For all of machine learning algorithms (LR, QDA, kNN, SVC), hyperparameters and feature sets exhibiting the highest ‘fitness’ on cross-validation data were adopted to train the final classifiers using all the feature vectors from cross-validation as well as test set. The classifiers were wrapped with feature extraction functions in one Python console application called Host Taxon Predictor. The application accepts algorithm name, nucleic acid type, and raw or fasta-formatted viral genomic sequence and returns either the exact class of virus (Eukaryota-infecting or phage) or class probabilities.

Host taxon predictor evaluation on new viruses

A new collection of viral nucleotide reference sequences was downloaded on August 27, 2018 and hosts’ lineages were determined as described in Data collection and determination of host’s lineage sections. Host’s lineages for 837 new viruses were determined, of which 756, 72, and 9 infects Eukaryota, Bacteria, and Archaea, respectively. The viral sequences were later analyzed by HTP to obtain class probabilities and compute AUC and MCC. Identifiers of the viral sequences are available at https://github.com/wojciech-galan/supplementary_materials/blob/master/datasets/new_viruses_ids.

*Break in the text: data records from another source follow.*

PR #875, opened 2017-06-20
Proposal: Change default challenge and forbid behavior

davidfowl:
- ChallengeAsync with a scheme that has no handler will send a 401 with a
WWW-Authenticate header matching that scheme.
- ChallengeAsync without a scheme and
- ForbidAsync returns a 403 by default and continues to throw if there's no handler
for the specified scheme if any.

PS: This is a PR for discussion.

### DIFF
--- a/src/Microsoft.AspNetCore.Authentication.Core/AuthenticationService.cs
+++ b/src/Microsoft.AspNetCore.Authentication.Core/AuthenticationService.cs
@@ -5,6 +5,7 @@ using System;
 using System.Security.Claims;
 using System.Threading.Tasks;
 using Microsoft.AspNetCore.Http;
+using Microsoft.Net.Http.Headers;
 
 namespace Microsoft.AspNetCore.Authentication
 {
@@ -89,14 +90,17 @@ namespace Microsoft.AspNetCore.Authentication
                 scheme = defaultChallengeScheme?.Name;
                 if (scheme == null)
                 {
-                    throw new InvalidOperationException($"No authenticationScheme was specified, and there was no DefaultChallengeScheme found.");
+                    context.Response.StatusCode = StatusCodes.Status401Unauthorized;
+                    return;
                 }
             }
 
             var handler = await Handlers.GetHandlerAsync(context, scheme);
             if (handler == null)
             {
-                throw new InvalidOperationException($"No authentication handler is configured to handle the scheme: {scheme}");
+                context.Response.StatusCode = StatusCodes.Status401Unauthorized;
+                context.Response.Headers[HeaderNames.WWWAuthenticate] = scheme;
+                return;
             }
 
             await handler.ChallengeAsync(properties);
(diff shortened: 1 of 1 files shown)


Tratcher (changes requested):
This is counter productive, it doesn't help apps actually work, it just leaves them broken in a different way.

HaoK:
Perhaps a cleaner way to do this would be to always add a HttpAuthenticationHandler that implements this, and set DefaultChallenge/Forbid to that

HaoK:
Or maybe we put that in a AddHttpAuthentication() that lives in AbstractionsCore, that adds the handler, sets the defaults.

HaoK:
I'm not sure we should bake this kind of stuff into the service, instead of just having a real "Http" scheme that does this

HaoK:
But I guess we will have to have support behavior in the service to enable fallback for unknown Challenges to into the header

davidfowl:
> This is counter productive, it doesn't help apps actually work, it just leaves them broken in a different way.

It means you can use the same patterns to do things that should just work by default. They actually aren't broken in a different way in some cases. The APIs we tell people to use for auth do *http* things.

> Perhaps a cleaner way to do this would be to always add a HttpAuthenticationHandler that implements this, and set DefaultChallenge/Forbid to that

That seems fine, I just want it on by default. It means you also need to be able to handle unknown schemes which isn't really a thing and why I think it actually needs to go here.

HaoK:
So basically we are saying unknown schemes for Challenge/Forbid are okay.  Unlike Authenticate/SignIn/SignOut

src/Microsoft.AspNetCore.Authentication.Core/AuthenticationService.cs
```diff
@@ -89,14 +90,17 @@ public AuthenticationService(IAuthenticationSchemeProvider schemes, IAuthenticat
                 scheme = defaultChallengeScheme?.Name;
                 if (scheme == null)
                 {
-                    throw new InvalidOperationException($"No authenticationScheme was specified, and there was no DefaultChallengeScheme found.");
+                    context.Response.StatusCode = StatusCodes.Status401Unauthorized;
```
PinpointTownes: Note that returning a 401 response without a `WWW-Authenticate` header is illegal:

> A server generating a 401 (Unauthorized) response MUST send a WWW-Authenticate header field containing at least one challenge. A server MAY generate a WWW-Authenticate header field in other response messages to indicate that supplying credentials (or different credentials) might affect the response.

https://tools.ietf.org/html/rfc7235#section-4.1

Tratcher:
I think @blowdart and I talked him out of it. He's going to add Unauthorized() [401] and Forbidden() [403] to MVC instead to disambiguate from the auth system's Challenge() and Forbid().

HaoK:
Cool, much cleaner :)

src/Microsoft.AspNetCore.Authentication.Core/AuthenticationService.cs
davidfowl: How illegal.

PinpointTownes: So illegal that many clients crash/throw when they don't get the mandatory `WWW-Authenticate` header :smile:

PinpointTownes:
@Tratcher why not encouraging folks to use `return StatusCode(401/403)`? It would be less confusing.

Tratcher:
@PinpointTownes Yes, that's what we kept telling him...

davidfowl:
Because I'm not tainted by how katana worked 😄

Host taxon predictor evaluation on sequence fragments

The newly downloaded sequence collection was used to evaluate HTP’s performance on sequence fragments. The generation of sequence fragments datasets was attempted with WGSIM simulator (https://github.com/lh3/wgsim) which crashed with fragment length > 1000 nt. The challenge was addressed by creation of authors’ own script which is available at https://github.com/wojciech-galan/supplementary_materials/blob/master/code/my_read_simulator.py. The script was applied to produce sequence fragments of lengths s and base substitution rate r, where s equals to 100, 250, 500, 1000, 3000 or 10000, and r equals to 0 or 0.02. The sequence fragments were generated randomly. Probability of generating a subsequence from a sequence of length S was proportional to S-s + 1 for S-s ≥ 0, so a subsequence could be generated only if the subsequence is supposed to be no longer than the original sequence. Next, sequence fragments were analyzed with HTP as described above.